Hizo una pausa. El coronel Melchett movió afirmativamente la cabeza.
—Y ahora —prosiguió Josefina— entro yo. He dirigido el baile y el
bridge
en el Majestic de Danemouth durante tres años. Es una buena plaza, bien pagada y agradable de desempeñar. Se encarga una de la clientela en cuanto entra... La estudia una, claro está, y adivina sus aficiones. A algunos les gusta que los dejen en paz y otros se sienten muy solos y quieren divertirse. Intenta una reunir a la gente adecuada para organizar partidas de
bridge
y todo eso... y se encarga de que los jóvenes bailen. Se requiere algo de tacto y de experiencia.

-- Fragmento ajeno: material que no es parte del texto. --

PR #81, opened 2020-01-21
A new implementation for Screen Space Reflections

Kliaxe:


WickedEngine/ShaderInterop_Renderer.h
```diff
@@ -231,6 +231,9 @@ CBUFFER(FrameCB, CBSLOT_RENDERER_FRAME)
 	float3		g_xFrame_WorldBoundsExtents;			float pad2_frameCB;		// world enclosing AABB abs(max - min)
 	float3		g_xFrame_WorldBoundsExtents_rcp;								// world enclosing AABB 1.0f / abs(max - min)
 	float		g_xFrame_CloudSpeed;
+	
+	uint		g_xFrame_TemporalAAEnabled;
```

Melchett volvió a asentir con un gesto. Opinaba que aquella muchacha sabría desempeñar muy bien su cargo. Tenía modales agradables y amistosos y era perspicaz sin llegar a ser intelectual de una manera absoluta.

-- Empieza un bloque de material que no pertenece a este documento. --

Issue #80, opened 2020-01-21
SSR Rework


Kliaxe:
Hi turanszkij!

So i stumbled upon your engine not too long ago and I got to say, your engine is a huge inspiration! It's well written, and has an amazing engine structure which is easy to understand.

I played a bit around with the build, and wanted to rework the current Screen Space Reflections. The current SSR in the engine is pretty simple, and I wanted to take it a step further. It's another way of doing SSR, and thought if you may be interested :)

turanszkij:
Hi, 
That's a great idea! Actually, recently I was looking at implementing the hierarchical Z-tracing approach, but haven't got it working yet. What method are you interested in?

—Aparte de eso —continuó Josita—, hago un par de bailes de exhibición todas las noches con Raimundo. Raimundo Starr... el jugador de tenis profesional, y bailarín profesional también. Bueno, pues da la casualidad de que este verano resbalé sobre una roca cuando me bañaba un día y me torcí un tobillo.
Melchett había observado ya que cojeaba levemente.
—Claro está, eso puso fin al baile para mi durante una temporada, lo que resultaba un poco engorroso. No quería que el hotel buscase a otra que ocupara mi lugar. Siempre existe el peligro —durante unos momentos los ojos azules aceraron su mirada; era la hembra luchando por la existencia—, de que le estropeen a una la combinación, como comprenderá. Conque me acordé de Rubi v propuse a la gerencia que se la hiciera ir a ella. Yo seguiría encargándome de recibir a la clientela, organizar las partidas de cartas y todo eso. Rubi se cuidaría del baile nada más. Quería conservarlo todo dentro de la familia, ¿comprende?
Melchett aseguró que comprendía.
—Bueno, pues se mostraron conformes; conque telegrafié a Rubi y ella bajó. Era una oportunidad para ella. De más categoría que todo lo que había hecho antes. Eso fue hace cosa de un mes.